# transfer one occupation pension scheme into another



## bubbles (22 Sep 2003)

There is an article on pensions in today's Money supplement of the Sunday Times.

In a Q and A at the bottom of the page, the question is:

*I am in a company pension scheme but I'm leaving my job soon to set up my own firm. Can can I do with my company pension?*

part of the answer is:

*setting up a new occupation scheme of your own, through you own company, with just one member. You  can either contribute to this afresh, or transfer the funds from your old scheme into it as long as it was for less than 15 years.*

The reference to the 15 years surprised me. Does this mean that if you have been in a previous occupational scheme with an employer for more than 15 years, you cannot transfer the accumualated fund into a new pension scheme?

Bubbles


----------



## Savy (22 Sep 2003)

bubbles,

**errored comment removed**
S


----------



## ClubMan (22 Sep 2003)

Can't find any _Revenue_ link about this "15 year rule" and the Pensions Board FAQs don't seem to mention it either. That's not to say that it doesn't exist but just that I can't find anything authoritative on it...


----------



## bubbles (23 Sep 2003)

*do you have more info?*

Thanks Savy, I knew this was the case if you wanted to transfer from an occupational pension scheme or a buy-out bond into a PRSA, but I have never seen this concerning a transfer from one occupational scheme to another.

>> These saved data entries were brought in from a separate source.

PR #2906, opened 2024-04-18
Update tpms_nissan.c

CppBaddy:
Fixed reported pressure_psi value.

### DIFF
--- a/src/devices/tpms_nissan.c
+++ b/src/devices/tpms_nissan.c
@@ -48,7 +48,7 @@ static int tpms_nissan_decode(r_device *decoder, bitbuffer_t *bitbuffer, unsigne
 
     // (PSI+THREE)*FOUR=8d
     int pressure_raw   = ((b[3] & 0x1F) << 3) | (b[4] >> 5);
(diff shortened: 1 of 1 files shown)


zuckschwerdt:
Thanks!
The inversion of the documented `(PSI+THREE)*FOUR` would be `float pressure_psi = (float)pressure_raw / 4.0f - 3.0f;`, won't it?

CppBaddy:
I found by accident that the pressure value tracks my tire gauge better. Original formula gives much lower values. To verify, I am going to capture some data from my winter wheels tonight.

zuckschwerdt:
The decoder was merged from #2536 but I messed up the pressure by applying the factor twice.

I think only that error should be corrected. The difference in measurement you see is more likely due to operating temperature?

CppBaddy:
Ok, this makes sense, I'll make changes then.

zuckschwerdt:
Thanks! Sorry to be picky, could you use `4.0f` to be consistent with other float literals?

CppBaddy:
No worries, fixed.
Cheers!

PR #2915, opened 2024-05-02
The pressure unit should be pressure_PSI, not pressure_psi.

gson1703:
With this change, the pressure reported by a Nissan TPMS will be correctly converted to kPa when using the "-C si" option.


zuckschwerdt:
Thanks! Please also change line 101, just add a commit to this PR.

PR #2938, opened 2024-05-26
cache secplus_v2 message halves for when we dont get both in a single transmission

dgwynne:
This is modelled on the secplus_v1 handling, where messages are kept and timestamped so they can be assembled over a longer time period.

Can you tell me where you got your info from?

thanks
Bubbles


----------



## Savy (23 Sep 2003)

*Re: do you have more info?*

bubbles/Clubman,
apologies for my posting this incorrect information. I will amend the post so as not to confuse people.
I believe that I too was referring to occupational to PRSA movement which has the constraint that there must be less than 15 years service.

I have no information on whether there is a restriction on occupational to other schemes.

S


----------



## Savy (23 Sep 2003)

*replacement of bob*

I didn't know but buy out bonds are been done away with
(Section 122 of 2003 Pensions act).

I suppose this is simply part of streamlining of the pensions industry with people moving money in to PRSA's instead

S


----------



## RAIPI (2 Oct 2003)

*BOBs and transfers between schemes*

BOBs have not been done away with ..yet. Relevant section, Section 122 of Pensions Act, has not yet been invoked by regulations.

Re transfer from one occupational pension scheme to another there is and never has been 15 year bar; the 15 year bar refers only to transfers from an occupational pension scheme to a PRSA.


----------



## bubbles (2 Oct 2003)

*transfers*

thanks for replies.

Are there any restrictions on transferring from one occupational pension scheme to another?  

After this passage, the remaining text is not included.